- Opening Delimiter -
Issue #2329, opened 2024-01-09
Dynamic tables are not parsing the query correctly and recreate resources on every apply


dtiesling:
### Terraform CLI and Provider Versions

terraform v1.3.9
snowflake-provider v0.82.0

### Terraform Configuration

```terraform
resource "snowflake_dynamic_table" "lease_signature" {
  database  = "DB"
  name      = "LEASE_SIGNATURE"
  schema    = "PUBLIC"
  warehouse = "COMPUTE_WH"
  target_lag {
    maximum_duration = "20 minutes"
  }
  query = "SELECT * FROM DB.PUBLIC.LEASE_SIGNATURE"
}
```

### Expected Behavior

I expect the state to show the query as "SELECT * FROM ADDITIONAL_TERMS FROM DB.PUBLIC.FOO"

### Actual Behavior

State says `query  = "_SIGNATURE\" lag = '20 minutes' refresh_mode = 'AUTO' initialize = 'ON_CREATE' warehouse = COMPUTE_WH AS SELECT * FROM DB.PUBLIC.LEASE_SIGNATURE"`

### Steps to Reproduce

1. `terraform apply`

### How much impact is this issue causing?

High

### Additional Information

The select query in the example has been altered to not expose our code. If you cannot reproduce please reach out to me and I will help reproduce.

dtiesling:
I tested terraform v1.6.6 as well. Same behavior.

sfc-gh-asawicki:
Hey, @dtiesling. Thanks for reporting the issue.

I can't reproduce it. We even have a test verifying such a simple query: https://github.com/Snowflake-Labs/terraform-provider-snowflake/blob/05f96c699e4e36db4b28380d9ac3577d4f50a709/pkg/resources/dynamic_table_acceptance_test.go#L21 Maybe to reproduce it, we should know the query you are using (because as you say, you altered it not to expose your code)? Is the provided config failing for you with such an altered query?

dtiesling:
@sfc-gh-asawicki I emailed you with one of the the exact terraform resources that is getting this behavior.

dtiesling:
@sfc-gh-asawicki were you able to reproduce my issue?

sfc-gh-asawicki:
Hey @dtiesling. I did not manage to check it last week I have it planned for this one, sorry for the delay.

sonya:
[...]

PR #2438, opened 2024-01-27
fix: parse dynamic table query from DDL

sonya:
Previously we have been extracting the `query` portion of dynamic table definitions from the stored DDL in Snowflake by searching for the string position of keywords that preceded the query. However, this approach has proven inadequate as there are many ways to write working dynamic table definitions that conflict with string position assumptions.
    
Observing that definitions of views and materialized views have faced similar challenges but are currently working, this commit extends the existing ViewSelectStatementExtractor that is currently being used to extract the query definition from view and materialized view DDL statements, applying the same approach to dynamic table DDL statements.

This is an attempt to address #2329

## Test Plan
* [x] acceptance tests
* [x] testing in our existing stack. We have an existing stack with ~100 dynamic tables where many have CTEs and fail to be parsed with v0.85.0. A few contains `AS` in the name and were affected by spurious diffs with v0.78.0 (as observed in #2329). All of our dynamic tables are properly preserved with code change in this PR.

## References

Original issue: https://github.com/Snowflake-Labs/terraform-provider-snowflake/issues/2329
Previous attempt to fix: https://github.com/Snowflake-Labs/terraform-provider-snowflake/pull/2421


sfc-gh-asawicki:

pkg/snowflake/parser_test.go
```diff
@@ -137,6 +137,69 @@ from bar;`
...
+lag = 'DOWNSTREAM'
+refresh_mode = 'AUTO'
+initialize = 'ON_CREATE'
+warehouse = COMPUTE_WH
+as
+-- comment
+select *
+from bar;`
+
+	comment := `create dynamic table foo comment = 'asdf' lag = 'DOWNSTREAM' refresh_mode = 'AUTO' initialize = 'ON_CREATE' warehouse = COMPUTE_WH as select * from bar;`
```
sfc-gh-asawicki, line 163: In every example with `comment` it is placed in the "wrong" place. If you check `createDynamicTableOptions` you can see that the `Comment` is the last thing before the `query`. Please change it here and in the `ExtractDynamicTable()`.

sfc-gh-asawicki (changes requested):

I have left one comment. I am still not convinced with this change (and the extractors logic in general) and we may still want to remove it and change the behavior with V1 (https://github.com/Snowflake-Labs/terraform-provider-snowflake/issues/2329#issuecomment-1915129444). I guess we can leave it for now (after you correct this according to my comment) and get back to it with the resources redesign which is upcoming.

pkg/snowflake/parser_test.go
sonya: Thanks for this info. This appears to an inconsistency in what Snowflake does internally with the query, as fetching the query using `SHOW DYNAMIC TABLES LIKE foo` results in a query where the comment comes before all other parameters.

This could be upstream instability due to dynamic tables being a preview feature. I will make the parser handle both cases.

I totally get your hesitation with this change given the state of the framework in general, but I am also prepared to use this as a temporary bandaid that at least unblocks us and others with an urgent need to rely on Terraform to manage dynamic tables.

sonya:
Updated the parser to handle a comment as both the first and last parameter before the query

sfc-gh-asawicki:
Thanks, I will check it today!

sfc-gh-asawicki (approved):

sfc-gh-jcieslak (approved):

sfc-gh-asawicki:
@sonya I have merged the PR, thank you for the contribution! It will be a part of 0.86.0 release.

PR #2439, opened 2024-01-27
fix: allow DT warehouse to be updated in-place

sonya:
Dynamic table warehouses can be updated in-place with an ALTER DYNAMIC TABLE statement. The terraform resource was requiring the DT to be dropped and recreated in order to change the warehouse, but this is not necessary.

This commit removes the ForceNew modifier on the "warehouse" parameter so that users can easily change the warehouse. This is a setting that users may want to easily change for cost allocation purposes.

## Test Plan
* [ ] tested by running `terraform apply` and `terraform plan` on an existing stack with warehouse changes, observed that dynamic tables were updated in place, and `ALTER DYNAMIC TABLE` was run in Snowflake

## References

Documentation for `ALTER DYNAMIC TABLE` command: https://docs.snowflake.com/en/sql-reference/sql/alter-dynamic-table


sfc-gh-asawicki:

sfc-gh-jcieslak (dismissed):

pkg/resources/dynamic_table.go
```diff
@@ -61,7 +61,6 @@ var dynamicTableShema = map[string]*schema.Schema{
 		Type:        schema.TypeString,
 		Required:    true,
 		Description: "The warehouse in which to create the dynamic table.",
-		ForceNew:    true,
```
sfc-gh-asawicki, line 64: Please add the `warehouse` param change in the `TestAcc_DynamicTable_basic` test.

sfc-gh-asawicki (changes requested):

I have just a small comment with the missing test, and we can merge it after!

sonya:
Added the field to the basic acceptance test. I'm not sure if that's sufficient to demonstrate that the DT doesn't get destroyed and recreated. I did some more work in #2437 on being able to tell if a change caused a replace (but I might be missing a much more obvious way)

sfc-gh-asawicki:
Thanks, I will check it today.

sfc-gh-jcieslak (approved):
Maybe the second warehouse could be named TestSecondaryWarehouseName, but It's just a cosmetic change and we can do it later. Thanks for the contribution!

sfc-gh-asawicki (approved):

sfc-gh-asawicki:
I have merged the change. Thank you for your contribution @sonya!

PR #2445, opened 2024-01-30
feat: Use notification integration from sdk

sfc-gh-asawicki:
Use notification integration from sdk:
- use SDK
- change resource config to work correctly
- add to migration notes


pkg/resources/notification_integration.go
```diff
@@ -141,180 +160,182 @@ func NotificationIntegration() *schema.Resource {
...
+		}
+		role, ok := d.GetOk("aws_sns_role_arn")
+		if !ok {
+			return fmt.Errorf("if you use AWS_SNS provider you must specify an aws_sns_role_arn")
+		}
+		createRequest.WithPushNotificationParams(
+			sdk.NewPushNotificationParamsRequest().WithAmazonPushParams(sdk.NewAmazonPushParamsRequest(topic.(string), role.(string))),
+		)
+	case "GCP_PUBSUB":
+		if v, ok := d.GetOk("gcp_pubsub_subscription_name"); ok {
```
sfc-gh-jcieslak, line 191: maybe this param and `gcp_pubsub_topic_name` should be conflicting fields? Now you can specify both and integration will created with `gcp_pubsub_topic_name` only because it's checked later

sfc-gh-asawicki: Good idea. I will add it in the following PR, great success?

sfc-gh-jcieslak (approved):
- Closing Delimiter -
▶ [What needs to be done]: The lines sought are those in the data above that include the string "initialize"; copy each one.

▶ [Answer to this exercise]:
State says `query  = "_SIGNATURE\" lag = '20 minutes' refresh_mode = 'AUTO' initialize = 'ON_CREATE' warehouse = COMPUTE_WH AS SELECT * FROM DB.PUBLIC.LEASE_SIGNATURE"`
+initialize = 'ON_CREATE'
+	comment := `create dynamic table foo comment = 'asdf' lag = 'DOWNSTREAM' refresh_mode = 'AUTO' initialize = 'ON_CREATE' warehouse = COMPUTE_WH as select * from bar;`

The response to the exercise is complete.